This study addresses the fundamental trade-off between clock speed and computational fidelity in thermodynamic computing. We propose a noise-enabled acceleration mechanism that actively exploits thermal fluctuations rather than suppressing them. By systematically tuning inter-unit interaction ranges, introducing controllable thermal noise, and integrating non-equilibrium statistical mechanical modeling, stochastic thermodynamic control, and equivalent program mapping, we provide the first theoretical demonstration that noise can be harnessed to increase the effective clock frequency. Our approach overturns the conventional paradigm that noise is inherently detrimental: under strict preservation of computational equivalence and thermodynamic consistency—ensuring identical input-output behavior and adherence to the second law—we achieve simultaneous optimization of speed and reliability.

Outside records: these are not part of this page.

PR #120, opened 2020-03-24
[misc] limit update size

das7pad:
### Description

We should limit inbound socket.io traffic.

Large updates get pushed to redis, pulled by doc-updater and discarded then.
The frontend will not receive a confirmation for the update and will push the
 update again and again, until it gets disconnected by real-time when the
 rejection from doc-updater comes in as an 'otUpdateError'.

Related and also included in this PR:

We can push an update to doc-updater that is larger than a single doc is
 allowed to be (2mb). The confirmation from doc-updater would get rejected
however, the frontend will never see the confirmation and send the update
 again and again.

#### Review

The limit is set to two doc-sizes (delete and insert new full doc) plus the
 maximum size of ranges: 2*2mb + 3mb.

In theory we should add JSON encoding overhead to the limit.
But I could not find a way to max out the current limit to its full potential,
 meaning full 2mb doc replacement and generating 3mb worth of ranges,
 using our frontend -- and not a rough third-party client.

_Rejecting a 1.5mb range is blocked at the frontend with a doc-is-too-large
 and out-of-sync modal, real-time does not see the update -- bug?_

#### Potential Impact

High. 

#### Manual Testing Performed

I added unit/acceptance tests.

##### allowed

- create a payload of just below 2mb
- paste it into a project/document
- copy everything in the doc
- paste the payload over it (replace it)
- the update should be allowed

##### rejected

- repeat the previous steps in a loop
- eventually more than two payloads are in a single update

  (delete, insert, delete, insert)

- get an out-of-sync message

#### Metrics and Monitoring

new metric: `update_too_large`
https://github.com/overleaf/real-time/blob/7572a8a9504a13571a15fc466ff0f96924f351b1/app/coffee/WebsocketController.coffee#L207-L209

### DIFF
--- a/app/coffee/SafeJsonParse.coffee
+++ b/app/coffee/SafeJsonParse.coffee
@@ -3,8 +3,8 @@ logger = require "logger-sharelatex"
 
 module.exports =
 	parse: (data, callback = (error, parsed) ->) ->
-		if data.length > (Settings.max_doc_length or 2 * 1024 * 1024)
-			logger.error {head: data.slice(0,1024)}, "data too large to parse"
+		if data.length > Settings.maxUpdateSize
+			logger.error {head: data.slice(0,1024), length: data.length}, "data too large to parse"
 			return callback new Error("data too large to parse")
 		try
 			parsed = JSON.parse(data)
--- a/app/coffee/WebsocketController.coffee
+++ b/app/coffee/WebsocketController.coffee
@@ -1,5 +1,6 @@
 logger = require "logger-sharelatex"
 metrics = require "metrics-sharelatex"
+settings = require "settings-sharelatex"
 WebApiManager = require "./WebApiManager"
 AuthorizationManager = require "./AuthorizationManager"
 DocumentUpdaterManager = require "./DocumentUpdaterManager"
@@ -202,6 +203,23 @@ module.exports = WebsocketController =
 		Utils.getClientAttributes client, ["user_id", "project_id"], (error, {user_id, project_id}) ->
 			return callback(error) if error?
 			return callback(new Error("no project_id found on client")) if !project_id?
+
+			updateSize = JSON.stringify(update).length
+			if updateSize > settings.maxUpdateSize
+				metrics.inc "update_too_large"
+				logger.warn({user_id, project_id, doc_id, updateSize}, "update is too large")
+
+				# mark the update as received -- the client should not send it again!
+				callback()
+
+				# trigger an out-of-sync error
+				message = {project_id, doc_id, error: "update is too large"}
+				setTimeout () ->
+					client.emit "otUpdateError", message.error, message
+					client.disconnect()
+				, 100
+				return
+
 			WebsocketController._assertClientCanApplyUpdate client, doc_id, update, (error) ->
 				if error?
 					logger.warn {err: error, doc_id, client_id: client.id, version: update.v}, "client is not authorized to make update"
--- a/app/coffee/WebsocketController.coffee
+++ b/app/coffee/WebsocketController.coffee
@@ -204,22 +204,6 @@ module.exports = WebsocketController =
 			return callback(error) if error?
 			return callback(new Error("no project_id found on client")) if !project_id?
 
-			updateSize = JSON.stringify(update).length
-			if updateSize > settings.maxUpdateSize
-				metrics.inc "update_too_large"
-				logger.warn({user_id, project_id, doc_id, updateSize}, "update is too large")
-
-				# mark the update as received -- the client should not send it again!
-				callback()
-
-				# trigger an out-of-sync error
-				message = {project_id, doc_id, error: "update is too large"}
-				setTimeout () ->
-					client.emit "otUpdateError", message.error, message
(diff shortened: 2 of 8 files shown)


app/coffee/WebsocketController.coffee
```diff
@@ -202,6 +203,23 @@ module.exports = WebsocketController =
 		Utils.getClientAttributes client, ["user_id", "project_id"], (error, {user_id, project_id}) ->
 			return callback(error) if error?
 			return callback(new Error("no project_id found on client")) if !project_id?
+
+			updateSize = JSON.stringify(update).length
```
henryoswald: Although JSON.stringify is very fast this is a very hot code path, when we have done even a bit more processing here before we do see a decent uptick in cpu usage, what if we pushed the check into `DocumentUpdaterManager.queueChange` where we already stringify the update and do some sanity checks on the data looking for null bytes.

das7pad: I did that in a previous iteration, but thought we want to reject a super large payload asap.
E.g. `update.op` could be very large array which produces a very busy loop here:
https://github.com/overleaf/real-time/blob/c3d76760a6f347b81bdcc8b1426265e074017d8d/app/coffee/WebsocketController.coffee#L238-L241

das7pad: > do some sanity checks on the data looking for null bytes.

I fell for that too: This is a memory corruption check, not an actual check for null bytes in the update.
-> https://github.com/overleaf/document-updater/pull/110#issuecomment-580297820

gh2k: I would tend to trust Henry's judgement on performance issues here. He's usually been right in my experience... If it's not harmful to reject the update later I would do that.

I think it's better for the loop to be slower just in the case of huge documents, than to stringify on every request, even small ones.

das7pad: Alright, I will move the check.

gh2k:
Caveat: Realtime isn't really my area of expertise.

Just to be sure I understand correctly: DocUpdater does remove the update when it is received, but the key size can because the client re-sends the update more frequently than DocUpdater can reject it?

app/coffee/WebsocketController.coffee
das7pad: Done in 8127b75

das7pad:
> Just to be sure I understand correctly: DocUpdater does remove the update when it is received, but the key size can [build up] because the client re-sends the update more frequently than DocUpdater can reject it?

Yes.

<details>

Doc-updater will process 8 updates at a time: 
https://github.com/overleaf/document-updater/blob/7d59b0d4ac03c2187a554a8596f29dcfc6e55284/app/coffee/RealTimeRedisManager.coffee#L13
After these 8 blobs, it will continue with the next set of 8 -- when no error was emitted, this can be a problem, see below.

So there can be some delay, causing timeouts and resending from the frontend for large/noisy projects. Which will in turn cause even larger queues.


</details>

---

I reviewed the logic in doc-updater and there is a possibility that updates do not get processed in case of a crash of the pod -- or when some update processing errors out.  It goes like this:

<details>

- real-time queues updates continuously
- doc-updater 1: sees the queue entry and will pull 8 updates
- doc-updater 2: also sees the project/docs with pending ops, but will not get the lock for processing, which doc-updater 1 holds. So it moves on
- doc-updater 1: some update processing errors out/crashes
- user disconnects (front end will not send unconfirmed op again)
- real-time stops sending updates (no new entries appear in the queue)
- updates remain in redis, until ...
- real-time sends new updates
- some doc-updater pulls old updates first, moves to new ones there after
</details>

app/coffee/SafeJsonParse.coffee
```diff
@@ -3,8 +3,8 @@ logger = require "logger-sharelatex"
 
 module.exports =
 	parse: (data, callback = (error, parsed) ->) ->
-		if data.length > (Settings.max_doc_length or 2 * 1024 * 1024)
-			logger.error {head: data.slice(0,1024)}, "data too large to parse"
+		if data.length > Settings.maxUpdateSize
+			logger.error {head: data.slice(0,1024), length: data.length}, "data too large to parse"
```
gh2k: 1k seems a lot to log... I doubt we need that much?

config/settings.defaults.coffee
```diff
@@ -52,6 +52,11 @@ settings =
 	
 	max_doc_length: 2 * 1024 * 1024 # 2mb
 
+	# combine
+	# max_doc_length (2mb see above) * 2 (delete + insert)
+	# max_ranges_size (3mb see MAX_RANGES_SIZE in doc-updater) 
+	maxUpdateSize: parseInt(process.env['MAX_UPDATE_SIZE']) or 7 * 1024 * 1024
```
henryoswald: is 7Mb from 3mb * 2 + some headroom?

das7pad: It's 3mb (ranges) + 2 * 2mb (doc lines). I could not max out both doc lines and ranges. Anyways I will add some headroom.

This work establishes a new paradigm for ultra-low-power, high-robustness thermodynamic computation, enabling scalable, fault-tolerant information processing grounded in physical principles.

We describe a proposal for increasing the effective clock speed of a thermodynamic computer, by altering the interaction scale of the units within the computer and introducing to the computer an additional source of noise. The resulting thermodynamic computer program is equivalent to the original computer program, but runs at a higher clock speed. This approach offers a way of increasing the speed of thermodynamic computing while preserving the fidelity of computation.